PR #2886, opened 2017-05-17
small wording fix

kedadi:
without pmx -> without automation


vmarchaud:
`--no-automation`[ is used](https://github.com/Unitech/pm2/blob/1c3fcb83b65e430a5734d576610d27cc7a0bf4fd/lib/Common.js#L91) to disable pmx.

Task goal
Among the lines above, count those containing the word "automation" and write only the number.

Reply to the task
2